4)  Repeat the previous exercise with   f = x^5+2 .

Case III, Finite fields

Our general theorem has  L = K[x]/(f(x)) being a field, whenever K is a field and f(x) is an irreducible polynomial over K.  So far we have been looking at the case when K is Q, the field of rationals.  Our other favorite starting field is   F[p] = Z / pZ ,   the the prime field of p elements.  The procedure outlined above still works in that case, but the Maple syntax changes a little bit.  To work over the finite prime fields, we capitalize the Maple commands and append "mod p" to them.  Thus we use:

      Rem(u+v, f, x) mod p;                 instead of          rem(u+v, f, x);

      Gcdex(u, f, x, 'uinv', 'g') mod p;    instead of         gcdex(u, f, x, 'uinv', 'g');

and

     Factor(f) mod p;                           instead of          factor(f);

  

Consider the case with    p = 5   and   f = x^3+x+1 .  Verify that    f   is irreducible over   F[p] .

>    p := 5;
f := x^3 + x + 1;
Factor(f) mod p;

p := 5

f := x^3+x+1

x^3+x+1

Evaluate   u+v, u*v, x^3 ,  and u^3  in L = F[p] /( f ).

>    'u' + 'v' = Rem(u+v, f, x) mod p;
'u' * 'v' = Rem(u*v, f, x) mod p;
x^3 = Rem(x^3, f, x) mod p;
'u'^3 = expand(u^3);
'u'^3 = Rem(u^3, f, x) mod p;

u+v = (b+d)*x+a+c

u*v = b*x^2*d+(a*d+b*c)*x+a*c

x^3 = 4*x+4

u^3 = a^3+3*b*x*a^2+3*a*b^2*x^2+b^3*x^3

u^3 = a^3+4*b^3+(3*a^2*b+4*b^3)*x+3*a*b^2*x^2

We want a new inverse procedure for fields of finite charachteristic.

>    invfp := proc(u, f, x, p)
        local uinv, g:
        Gcdex(u, f, x, 'uinv', 'g') mod p:
        uinv;
        end;

invfp := proc (u, f, x, p) local uinv, g; `mod`(Gcdex(u,f,x,'uinv','g'),p); uinv end proc

Using this inverse procedure, we do some computations.

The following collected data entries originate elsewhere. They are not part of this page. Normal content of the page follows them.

PR #1612, opened 2016-11-30
Use TypeScript 2.0

TsvetanMilanov:
Update the TS related dependencies to use TS 2.0 and fix the errors from
the update

Common lib reference: https://github.com/telerik/mobile-cli-lib/pull/846

TP reference: http://teampulse.telerik.com/view#item/325921


package.json
```diff
@@ -74,7 +74,7 @@
     "shelljs": "0.5.3",
     "tabtab": "https://github.com/Icenium/node-tabtab/tarball/master",
     "temp": "0.8.3",
-    "typescript": "1.8.10",
+    "typescript": "2.0.7",
```
rosen-vladimirov: why not 2.0.10 ?

AssiNET:
👍

PR #1613, opened 2016-12-01
Fix iOS 10 device logs

TsvetanMilanov:
On iOS 10 devices the device logs contain \n after each line.
When we use readCString for buffers which contain many \0
the method will return the content of the buffer only before the first \0 character.
We need to replace the \0 with "" in order read the whole content.

TP item: http://teampulse.telerik.com/view#item/325955
Common lib reference: https://github.com/telerik/mobile-cli-lib/pull/848 (Old PR)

>    x^(-1) = invfp(x,f,x,p);
'u'/'v' = Rem(u*invfp(v,f,x,p), f, x) mod p;
(2 + 3*x)/(1+x) = Rem((2 + 3*x)*invfp(1 + x,f,x,p), f, x) mod p;

1/x = 4*x^2+4

u/v = (a*d^2+a*c^2+4*b*d^2)/(4*d^3+c*d^2+c^3)+(4*a*d*c+b*c^2)/(4*d^3+c*d^2+c^3)*x+(a*d^2+4*b*d*c)/(4*d^3+c*d^2+c^3)*x^2

(2+3*x)/(1+x) = 4*x^2+x+1

Exercises:

5)  Find a cubic polynomial,  f,  that is irreducible over F[3].  

     Evaluate x^7  and x^(-1)  in   L = F[3] [x]/( f ).

     Find the multiplicative order of x in L.